Problem description - Please copy every line of the data in which the string "possible" appears.

(Available records)

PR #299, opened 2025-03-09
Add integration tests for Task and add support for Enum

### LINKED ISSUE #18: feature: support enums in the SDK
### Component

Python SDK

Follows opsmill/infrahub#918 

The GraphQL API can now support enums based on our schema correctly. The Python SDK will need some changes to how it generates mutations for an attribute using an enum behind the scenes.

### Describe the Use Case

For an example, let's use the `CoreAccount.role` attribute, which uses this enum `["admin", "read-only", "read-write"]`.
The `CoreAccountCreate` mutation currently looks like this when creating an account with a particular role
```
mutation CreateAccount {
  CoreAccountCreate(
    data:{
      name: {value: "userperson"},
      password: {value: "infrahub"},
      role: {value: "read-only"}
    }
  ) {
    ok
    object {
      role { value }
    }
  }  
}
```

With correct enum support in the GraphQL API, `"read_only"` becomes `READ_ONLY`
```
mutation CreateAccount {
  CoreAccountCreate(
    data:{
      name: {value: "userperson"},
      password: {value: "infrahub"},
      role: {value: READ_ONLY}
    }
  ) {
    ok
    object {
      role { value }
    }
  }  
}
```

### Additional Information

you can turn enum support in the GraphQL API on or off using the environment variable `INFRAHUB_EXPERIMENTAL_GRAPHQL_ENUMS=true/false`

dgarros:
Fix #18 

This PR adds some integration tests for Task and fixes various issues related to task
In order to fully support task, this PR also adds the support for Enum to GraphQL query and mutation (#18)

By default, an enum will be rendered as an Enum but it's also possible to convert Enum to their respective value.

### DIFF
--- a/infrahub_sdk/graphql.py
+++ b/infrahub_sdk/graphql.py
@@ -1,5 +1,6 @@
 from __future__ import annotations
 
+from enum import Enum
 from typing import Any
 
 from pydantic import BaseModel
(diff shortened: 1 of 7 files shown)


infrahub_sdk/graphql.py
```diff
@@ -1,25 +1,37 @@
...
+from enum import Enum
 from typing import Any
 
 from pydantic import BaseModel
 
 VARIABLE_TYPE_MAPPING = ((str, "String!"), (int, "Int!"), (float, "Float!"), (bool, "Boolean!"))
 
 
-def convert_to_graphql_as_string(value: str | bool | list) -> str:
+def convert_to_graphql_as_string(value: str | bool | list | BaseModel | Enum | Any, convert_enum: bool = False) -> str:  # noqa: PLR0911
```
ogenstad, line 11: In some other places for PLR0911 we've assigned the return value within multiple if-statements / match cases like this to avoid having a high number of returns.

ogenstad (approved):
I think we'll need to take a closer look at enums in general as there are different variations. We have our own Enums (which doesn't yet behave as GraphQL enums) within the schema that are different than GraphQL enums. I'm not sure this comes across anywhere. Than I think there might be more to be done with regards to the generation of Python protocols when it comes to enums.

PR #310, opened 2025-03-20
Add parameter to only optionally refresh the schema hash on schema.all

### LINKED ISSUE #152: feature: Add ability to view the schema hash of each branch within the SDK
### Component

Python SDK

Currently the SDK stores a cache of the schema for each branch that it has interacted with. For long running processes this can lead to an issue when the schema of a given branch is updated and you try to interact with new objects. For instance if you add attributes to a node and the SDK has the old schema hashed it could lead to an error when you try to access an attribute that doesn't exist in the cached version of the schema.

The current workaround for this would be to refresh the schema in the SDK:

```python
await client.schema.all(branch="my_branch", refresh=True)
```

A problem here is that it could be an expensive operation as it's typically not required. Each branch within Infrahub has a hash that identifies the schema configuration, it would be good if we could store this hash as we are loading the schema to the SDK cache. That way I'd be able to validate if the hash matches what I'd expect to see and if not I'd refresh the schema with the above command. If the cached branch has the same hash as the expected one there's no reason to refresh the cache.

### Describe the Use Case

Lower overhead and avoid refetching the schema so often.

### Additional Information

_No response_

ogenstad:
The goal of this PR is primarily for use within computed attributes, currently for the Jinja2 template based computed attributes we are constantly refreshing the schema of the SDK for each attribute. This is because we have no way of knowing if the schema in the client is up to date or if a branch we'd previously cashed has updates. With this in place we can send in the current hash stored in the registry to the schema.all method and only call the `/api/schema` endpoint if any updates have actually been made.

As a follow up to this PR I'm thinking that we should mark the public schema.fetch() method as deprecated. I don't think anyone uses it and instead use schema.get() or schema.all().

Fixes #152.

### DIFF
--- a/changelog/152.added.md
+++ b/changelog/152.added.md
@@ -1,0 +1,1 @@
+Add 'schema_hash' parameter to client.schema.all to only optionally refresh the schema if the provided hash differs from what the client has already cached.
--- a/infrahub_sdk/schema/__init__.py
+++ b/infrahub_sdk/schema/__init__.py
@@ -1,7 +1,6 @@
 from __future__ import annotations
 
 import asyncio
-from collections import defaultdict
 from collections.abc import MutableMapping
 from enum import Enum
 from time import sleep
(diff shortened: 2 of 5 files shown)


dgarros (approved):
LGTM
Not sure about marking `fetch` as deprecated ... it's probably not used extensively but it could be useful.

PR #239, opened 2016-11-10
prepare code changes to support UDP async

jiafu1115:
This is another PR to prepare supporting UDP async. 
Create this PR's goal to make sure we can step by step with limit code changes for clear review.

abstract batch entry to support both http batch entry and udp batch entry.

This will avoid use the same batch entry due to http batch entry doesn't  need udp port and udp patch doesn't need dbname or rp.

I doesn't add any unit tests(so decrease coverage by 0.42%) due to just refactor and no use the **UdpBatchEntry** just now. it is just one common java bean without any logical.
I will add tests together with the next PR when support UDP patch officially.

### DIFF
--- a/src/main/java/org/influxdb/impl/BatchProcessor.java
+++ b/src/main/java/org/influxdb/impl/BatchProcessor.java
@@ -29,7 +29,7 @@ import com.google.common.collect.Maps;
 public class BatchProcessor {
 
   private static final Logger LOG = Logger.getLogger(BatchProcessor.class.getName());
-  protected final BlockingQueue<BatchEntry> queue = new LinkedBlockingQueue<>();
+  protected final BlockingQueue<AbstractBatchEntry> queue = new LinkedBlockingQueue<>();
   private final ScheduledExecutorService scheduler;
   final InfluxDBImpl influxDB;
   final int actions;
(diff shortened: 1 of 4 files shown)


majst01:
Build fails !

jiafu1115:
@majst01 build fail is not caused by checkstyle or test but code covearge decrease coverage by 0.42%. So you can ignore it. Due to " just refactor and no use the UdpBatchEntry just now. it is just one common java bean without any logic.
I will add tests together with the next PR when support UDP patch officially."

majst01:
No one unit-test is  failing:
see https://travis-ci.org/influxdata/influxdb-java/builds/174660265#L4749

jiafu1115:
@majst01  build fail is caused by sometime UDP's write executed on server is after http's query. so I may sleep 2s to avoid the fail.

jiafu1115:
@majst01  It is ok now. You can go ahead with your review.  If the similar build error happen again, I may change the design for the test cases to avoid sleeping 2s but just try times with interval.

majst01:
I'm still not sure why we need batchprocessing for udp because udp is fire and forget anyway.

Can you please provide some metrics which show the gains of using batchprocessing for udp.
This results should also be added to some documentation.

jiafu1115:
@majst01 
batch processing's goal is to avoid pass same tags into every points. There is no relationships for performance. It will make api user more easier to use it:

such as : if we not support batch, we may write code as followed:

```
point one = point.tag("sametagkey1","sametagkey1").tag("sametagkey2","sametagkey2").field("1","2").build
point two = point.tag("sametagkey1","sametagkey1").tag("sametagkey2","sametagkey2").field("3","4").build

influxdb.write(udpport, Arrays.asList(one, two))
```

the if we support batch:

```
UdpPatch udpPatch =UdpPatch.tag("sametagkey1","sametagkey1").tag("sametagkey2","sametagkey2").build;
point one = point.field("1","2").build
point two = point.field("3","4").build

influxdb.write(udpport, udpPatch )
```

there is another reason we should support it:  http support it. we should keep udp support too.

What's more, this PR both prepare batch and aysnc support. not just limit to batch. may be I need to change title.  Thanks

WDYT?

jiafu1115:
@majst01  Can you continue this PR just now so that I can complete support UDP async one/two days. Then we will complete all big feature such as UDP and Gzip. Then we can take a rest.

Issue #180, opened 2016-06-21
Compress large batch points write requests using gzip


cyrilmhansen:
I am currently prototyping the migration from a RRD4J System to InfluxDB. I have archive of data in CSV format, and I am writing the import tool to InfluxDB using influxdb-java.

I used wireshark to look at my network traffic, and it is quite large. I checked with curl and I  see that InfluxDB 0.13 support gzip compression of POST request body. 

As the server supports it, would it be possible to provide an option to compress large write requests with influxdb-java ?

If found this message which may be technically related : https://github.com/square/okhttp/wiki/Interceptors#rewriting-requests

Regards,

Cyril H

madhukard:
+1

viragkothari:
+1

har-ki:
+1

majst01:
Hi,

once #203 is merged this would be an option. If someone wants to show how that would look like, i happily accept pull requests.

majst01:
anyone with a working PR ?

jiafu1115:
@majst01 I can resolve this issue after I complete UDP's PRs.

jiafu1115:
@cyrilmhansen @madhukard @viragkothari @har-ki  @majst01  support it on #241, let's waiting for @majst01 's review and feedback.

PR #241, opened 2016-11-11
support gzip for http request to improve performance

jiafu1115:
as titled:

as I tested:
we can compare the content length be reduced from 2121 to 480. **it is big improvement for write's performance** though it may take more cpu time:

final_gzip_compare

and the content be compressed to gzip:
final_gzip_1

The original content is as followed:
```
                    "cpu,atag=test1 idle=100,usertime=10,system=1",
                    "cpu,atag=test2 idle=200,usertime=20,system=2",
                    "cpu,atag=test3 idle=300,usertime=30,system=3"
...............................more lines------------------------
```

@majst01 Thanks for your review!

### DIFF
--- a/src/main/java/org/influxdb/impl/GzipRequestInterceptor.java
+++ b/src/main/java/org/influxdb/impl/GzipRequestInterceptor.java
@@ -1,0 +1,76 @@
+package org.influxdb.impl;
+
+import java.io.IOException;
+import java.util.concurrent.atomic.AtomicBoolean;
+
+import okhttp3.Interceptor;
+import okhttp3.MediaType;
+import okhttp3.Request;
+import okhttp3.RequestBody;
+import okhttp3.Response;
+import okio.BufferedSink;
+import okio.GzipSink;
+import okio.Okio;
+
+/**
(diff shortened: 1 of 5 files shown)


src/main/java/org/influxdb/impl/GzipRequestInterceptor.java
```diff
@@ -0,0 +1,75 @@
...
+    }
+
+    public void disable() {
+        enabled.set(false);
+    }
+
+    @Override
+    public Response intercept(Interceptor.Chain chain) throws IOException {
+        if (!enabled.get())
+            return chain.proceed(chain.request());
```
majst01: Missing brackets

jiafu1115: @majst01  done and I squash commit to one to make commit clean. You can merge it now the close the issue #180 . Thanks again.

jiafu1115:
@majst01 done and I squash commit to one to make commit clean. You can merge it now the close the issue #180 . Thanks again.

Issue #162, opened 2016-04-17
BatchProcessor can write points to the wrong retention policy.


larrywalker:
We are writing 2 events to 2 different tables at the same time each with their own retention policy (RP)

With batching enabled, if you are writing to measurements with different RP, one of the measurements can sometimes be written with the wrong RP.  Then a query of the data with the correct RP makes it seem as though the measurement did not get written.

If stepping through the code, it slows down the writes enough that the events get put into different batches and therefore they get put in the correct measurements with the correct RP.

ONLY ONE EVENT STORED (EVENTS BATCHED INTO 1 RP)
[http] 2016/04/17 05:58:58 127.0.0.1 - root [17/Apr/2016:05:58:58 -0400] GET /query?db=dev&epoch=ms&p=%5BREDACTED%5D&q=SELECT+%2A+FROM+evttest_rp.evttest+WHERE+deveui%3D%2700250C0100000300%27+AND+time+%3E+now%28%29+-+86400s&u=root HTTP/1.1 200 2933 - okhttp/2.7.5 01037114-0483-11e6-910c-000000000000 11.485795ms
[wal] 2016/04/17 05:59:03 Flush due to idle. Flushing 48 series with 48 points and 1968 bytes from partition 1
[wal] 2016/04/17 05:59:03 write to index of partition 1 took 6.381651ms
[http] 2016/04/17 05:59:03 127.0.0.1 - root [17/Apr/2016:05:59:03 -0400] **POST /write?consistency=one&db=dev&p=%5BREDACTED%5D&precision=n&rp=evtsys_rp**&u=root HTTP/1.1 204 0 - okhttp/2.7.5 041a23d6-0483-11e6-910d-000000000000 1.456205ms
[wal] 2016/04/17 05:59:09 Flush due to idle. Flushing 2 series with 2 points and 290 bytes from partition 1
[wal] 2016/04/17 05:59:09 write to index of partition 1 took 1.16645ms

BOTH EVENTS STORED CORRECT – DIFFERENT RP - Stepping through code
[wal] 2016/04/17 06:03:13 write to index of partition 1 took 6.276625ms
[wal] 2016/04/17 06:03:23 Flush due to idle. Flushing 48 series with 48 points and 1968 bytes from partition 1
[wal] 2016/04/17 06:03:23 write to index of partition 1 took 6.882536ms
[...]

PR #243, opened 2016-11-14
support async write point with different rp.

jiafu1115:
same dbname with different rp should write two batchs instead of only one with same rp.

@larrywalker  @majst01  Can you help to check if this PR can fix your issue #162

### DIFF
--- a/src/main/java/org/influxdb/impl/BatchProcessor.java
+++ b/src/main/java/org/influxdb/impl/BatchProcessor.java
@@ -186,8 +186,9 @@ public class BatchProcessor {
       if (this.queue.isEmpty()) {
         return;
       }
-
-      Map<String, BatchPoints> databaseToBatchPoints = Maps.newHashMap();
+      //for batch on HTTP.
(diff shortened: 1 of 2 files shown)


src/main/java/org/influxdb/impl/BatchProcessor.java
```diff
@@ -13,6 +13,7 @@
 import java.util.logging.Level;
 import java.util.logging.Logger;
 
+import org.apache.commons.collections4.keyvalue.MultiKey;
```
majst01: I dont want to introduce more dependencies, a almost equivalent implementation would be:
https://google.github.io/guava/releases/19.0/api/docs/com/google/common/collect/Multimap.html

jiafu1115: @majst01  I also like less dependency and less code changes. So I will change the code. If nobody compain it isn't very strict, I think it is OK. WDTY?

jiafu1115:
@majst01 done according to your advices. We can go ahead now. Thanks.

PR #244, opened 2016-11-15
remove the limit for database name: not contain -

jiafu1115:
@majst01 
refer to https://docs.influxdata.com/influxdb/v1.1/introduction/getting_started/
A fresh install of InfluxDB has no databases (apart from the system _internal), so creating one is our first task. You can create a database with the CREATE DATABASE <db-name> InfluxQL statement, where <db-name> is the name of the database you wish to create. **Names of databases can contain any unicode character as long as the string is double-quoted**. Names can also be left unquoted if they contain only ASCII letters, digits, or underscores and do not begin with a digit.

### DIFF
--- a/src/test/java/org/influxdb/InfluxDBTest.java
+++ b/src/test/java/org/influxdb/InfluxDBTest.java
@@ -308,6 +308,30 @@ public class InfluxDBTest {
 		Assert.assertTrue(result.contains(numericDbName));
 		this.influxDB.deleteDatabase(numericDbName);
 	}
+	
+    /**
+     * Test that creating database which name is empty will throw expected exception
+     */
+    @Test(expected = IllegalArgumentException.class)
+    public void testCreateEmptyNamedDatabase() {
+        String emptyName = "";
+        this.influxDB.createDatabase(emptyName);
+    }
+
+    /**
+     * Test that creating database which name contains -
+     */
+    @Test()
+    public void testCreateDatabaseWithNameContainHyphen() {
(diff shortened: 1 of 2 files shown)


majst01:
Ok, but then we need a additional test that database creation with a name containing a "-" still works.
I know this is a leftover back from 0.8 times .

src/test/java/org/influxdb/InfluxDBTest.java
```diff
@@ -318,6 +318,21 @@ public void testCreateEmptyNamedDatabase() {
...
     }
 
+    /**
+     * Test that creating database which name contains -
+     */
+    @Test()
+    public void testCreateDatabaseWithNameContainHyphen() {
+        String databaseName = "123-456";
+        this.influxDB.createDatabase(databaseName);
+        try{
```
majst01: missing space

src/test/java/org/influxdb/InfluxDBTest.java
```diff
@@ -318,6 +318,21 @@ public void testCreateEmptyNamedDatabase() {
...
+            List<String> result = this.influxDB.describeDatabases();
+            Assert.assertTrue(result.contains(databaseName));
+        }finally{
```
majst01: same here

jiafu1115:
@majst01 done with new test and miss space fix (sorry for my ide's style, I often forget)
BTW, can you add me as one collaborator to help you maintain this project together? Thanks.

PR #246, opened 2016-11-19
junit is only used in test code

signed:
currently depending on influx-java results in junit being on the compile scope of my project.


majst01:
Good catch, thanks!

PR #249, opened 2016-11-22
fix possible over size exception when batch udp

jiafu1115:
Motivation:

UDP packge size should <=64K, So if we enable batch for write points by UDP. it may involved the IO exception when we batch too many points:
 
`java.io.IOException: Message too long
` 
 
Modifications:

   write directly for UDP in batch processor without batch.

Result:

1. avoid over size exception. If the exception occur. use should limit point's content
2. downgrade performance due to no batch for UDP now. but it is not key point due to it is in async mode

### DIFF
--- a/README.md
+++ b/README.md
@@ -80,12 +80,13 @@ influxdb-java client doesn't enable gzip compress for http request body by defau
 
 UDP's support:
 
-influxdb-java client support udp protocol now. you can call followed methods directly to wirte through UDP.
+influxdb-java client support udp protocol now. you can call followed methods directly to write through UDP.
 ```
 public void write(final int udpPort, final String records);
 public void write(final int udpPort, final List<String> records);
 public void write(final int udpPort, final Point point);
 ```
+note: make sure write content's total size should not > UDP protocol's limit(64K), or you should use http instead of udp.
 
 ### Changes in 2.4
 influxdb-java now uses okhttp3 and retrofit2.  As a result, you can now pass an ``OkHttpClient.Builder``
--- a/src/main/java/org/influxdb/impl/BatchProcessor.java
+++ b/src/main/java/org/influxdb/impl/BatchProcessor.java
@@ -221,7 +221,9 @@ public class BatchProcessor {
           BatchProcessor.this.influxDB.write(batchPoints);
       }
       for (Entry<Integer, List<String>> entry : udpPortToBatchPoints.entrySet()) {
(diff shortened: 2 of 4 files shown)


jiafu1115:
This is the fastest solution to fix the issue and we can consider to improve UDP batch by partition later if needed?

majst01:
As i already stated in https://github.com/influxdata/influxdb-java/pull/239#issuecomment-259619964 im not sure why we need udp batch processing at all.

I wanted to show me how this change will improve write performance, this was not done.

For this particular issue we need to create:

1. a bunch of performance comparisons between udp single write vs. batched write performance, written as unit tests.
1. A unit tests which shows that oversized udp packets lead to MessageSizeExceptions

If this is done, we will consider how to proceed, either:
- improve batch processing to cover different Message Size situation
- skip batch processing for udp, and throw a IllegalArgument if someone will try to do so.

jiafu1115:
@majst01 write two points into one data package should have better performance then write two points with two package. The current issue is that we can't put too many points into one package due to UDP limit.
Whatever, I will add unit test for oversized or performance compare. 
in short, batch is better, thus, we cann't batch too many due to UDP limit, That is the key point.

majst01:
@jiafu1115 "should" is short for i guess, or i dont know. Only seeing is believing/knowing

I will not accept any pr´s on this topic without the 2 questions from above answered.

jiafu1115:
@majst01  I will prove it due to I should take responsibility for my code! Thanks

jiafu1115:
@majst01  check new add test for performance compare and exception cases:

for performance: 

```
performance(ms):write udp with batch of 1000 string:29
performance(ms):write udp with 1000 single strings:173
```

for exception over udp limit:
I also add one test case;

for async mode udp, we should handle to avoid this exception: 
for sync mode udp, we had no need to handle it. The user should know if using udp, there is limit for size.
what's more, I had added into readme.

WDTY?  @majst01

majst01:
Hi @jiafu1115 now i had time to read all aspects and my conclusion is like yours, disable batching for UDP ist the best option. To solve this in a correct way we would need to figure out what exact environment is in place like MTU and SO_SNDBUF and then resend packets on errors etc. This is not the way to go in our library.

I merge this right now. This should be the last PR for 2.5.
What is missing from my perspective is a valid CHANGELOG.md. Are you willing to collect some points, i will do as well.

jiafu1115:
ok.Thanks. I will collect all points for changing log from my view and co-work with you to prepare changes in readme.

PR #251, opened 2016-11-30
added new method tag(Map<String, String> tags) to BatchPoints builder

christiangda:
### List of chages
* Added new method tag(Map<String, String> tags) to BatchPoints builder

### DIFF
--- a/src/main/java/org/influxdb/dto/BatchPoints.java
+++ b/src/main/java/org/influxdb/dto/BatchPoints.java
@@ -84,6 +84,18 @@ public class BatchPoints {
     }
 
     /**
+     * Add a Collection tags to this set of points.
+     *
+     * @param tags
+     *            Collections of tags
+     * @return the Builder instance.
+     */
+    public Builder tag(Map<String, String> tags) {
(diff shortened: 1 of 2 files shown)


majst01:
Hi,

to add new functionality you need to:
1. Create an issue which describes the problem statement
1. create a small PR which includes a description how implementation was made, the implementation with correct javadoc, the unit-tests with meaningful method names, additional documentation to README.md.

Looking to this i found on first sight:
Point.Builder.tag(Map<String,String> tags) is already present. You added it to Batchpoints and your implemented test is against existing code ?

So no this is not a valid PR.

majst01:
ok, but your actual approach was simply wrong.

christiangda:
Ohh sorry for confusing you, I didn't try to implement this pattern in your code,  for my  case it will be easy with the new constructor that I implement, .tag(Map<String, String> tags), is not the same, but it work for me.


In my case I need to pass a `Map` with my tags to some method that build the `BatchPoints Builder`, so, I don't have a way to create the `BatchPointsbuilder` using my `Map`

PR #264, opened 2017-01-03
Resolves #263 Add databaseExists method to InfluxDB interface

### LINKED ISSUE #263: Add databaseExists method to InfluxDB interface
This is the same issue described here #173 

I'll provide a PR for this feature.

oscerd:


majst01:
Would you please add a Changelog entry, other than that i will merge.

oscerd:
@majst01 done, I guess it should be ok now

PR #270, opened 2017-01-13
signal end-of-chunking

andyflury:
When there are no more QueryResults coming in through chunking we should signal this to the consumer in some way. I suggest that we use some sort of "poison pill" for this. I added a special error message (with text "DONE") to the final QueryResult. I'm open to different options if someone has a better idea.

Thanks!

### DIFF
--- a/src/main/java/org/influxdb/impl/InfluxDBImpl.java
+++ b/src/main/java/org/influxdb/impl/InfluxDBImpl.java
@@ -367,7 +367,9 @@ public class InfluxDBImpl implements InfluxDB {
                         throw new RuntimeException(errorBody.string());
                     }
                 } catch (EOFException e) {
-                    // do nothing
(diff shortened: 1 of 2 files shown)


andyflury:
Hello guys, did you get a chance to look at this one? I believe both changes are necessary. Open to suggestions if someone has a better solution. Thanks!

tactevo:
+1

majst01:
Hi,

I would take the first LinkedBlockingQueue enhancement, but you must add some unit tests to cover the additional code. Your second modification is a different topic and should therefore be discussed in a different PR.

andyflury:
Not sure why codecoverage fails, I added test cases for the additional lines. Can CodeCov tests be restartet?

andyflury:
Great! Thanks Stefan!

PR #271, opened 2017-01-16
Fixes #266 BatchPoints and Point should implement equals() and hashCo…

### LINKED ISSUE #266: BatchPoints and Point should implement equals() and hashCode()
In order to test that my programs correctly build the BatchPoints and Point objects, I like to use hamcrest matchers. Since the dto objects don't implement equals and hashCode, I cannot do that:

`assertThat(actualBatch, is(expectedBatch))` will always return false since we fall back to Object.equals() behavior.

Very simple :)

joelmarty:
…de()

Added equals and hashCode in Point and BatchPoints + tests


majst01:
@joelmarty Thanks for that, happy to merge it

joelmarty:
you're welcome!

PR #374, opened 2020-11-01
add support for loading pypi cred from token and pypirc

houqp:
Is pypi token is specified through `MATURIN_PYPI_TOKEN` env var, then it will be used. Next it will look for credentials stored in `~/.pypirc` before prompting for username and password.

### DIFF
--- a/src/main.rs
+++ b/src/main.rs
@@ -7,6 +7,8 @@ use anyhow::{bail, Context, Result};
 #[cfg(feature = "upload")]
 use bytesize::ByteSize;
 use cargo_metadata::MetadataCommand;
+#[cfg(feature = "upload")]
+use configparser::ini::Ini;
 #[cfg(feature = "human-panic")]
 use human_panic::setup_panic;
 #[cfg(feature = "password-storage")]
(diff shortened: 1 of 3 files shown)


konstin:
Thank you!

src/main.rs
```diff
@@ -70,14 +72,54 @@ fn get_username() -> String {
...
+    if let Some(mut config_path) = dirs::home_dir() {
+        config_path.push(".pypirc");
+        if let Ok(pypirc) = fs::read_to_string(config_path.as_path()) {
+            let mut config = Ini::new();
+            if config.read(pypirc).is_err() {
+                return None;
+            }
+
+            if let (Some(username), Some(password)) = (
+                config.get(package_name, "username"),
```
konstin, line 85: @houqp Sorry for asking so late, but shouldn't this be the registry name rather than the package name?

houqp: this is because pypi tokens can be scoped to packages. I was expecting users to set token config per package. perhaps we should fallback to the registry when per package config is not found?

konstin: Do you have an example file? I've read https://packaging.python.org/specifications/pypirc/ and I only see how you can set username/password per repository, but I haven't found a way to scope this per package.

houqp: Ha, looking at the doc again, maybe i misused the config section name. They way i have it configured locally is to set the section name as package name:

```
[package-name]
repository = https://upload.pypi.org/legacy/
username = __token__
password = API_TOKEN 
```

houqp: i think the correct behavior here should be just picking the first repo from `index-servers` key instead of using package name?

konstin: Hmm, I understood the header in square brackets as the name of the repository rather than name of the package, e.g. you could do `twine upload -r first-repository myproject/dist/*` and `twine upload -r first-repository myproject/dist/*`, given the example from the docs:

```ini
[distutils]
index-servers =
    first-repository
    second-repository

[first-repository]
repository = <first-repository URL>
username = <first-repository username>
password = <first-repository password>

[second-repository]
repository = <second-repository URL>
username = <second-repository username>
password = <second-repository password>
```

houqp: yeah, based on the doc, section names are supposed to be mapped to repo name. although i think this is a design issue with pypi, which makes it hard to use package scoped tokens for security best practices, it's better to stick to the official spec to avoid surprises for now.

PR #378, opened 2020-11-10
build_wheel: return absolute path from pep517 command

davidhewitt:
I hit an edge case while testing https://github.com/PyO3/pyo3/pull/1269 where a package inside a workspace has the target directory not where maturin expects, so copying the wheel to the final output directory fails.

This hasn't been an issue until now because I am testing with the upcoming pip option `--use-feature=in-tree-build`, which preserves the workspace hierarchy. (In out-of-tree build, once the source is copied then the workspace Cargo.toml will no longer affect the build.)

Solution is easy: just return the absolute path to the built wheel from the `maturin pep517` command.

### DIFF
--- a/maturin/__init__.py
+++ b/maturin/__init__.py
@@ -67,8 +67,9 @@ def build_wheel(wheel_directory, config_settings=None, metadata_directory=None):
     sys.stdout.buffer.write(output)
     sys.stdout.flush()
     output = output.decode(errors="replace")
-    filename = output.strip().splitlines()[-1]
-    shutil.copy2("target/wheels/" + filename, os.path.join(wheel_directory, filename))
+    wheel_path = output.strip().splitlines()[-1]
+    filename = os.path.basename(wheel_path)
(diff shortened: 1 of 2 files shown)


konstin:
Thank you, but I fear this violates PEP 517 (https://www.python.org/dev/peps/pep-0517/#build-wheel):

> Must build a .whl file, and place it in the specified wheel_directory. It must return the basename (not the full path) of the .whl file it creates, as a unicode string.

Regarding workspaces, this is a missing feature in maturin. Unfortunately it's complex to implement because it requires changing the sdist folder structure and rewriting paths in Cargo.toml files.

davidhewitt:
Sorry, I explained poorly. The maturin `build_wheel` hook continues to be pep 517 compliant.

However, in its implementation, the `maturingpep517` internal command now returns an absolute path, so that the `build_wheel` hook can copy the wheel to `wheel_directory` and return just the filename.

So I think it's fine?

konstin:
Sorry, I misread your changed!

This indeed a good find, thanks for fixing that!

(End Available records)

Reply to the exercise -
By default, an enum will be rendered as an Enum but it's also possible to convert Enum to their respective value.
As the server supports it, would it be possible to provide an option to compress large write requests with influxdb-java ?
fix possible over size exception when batch udp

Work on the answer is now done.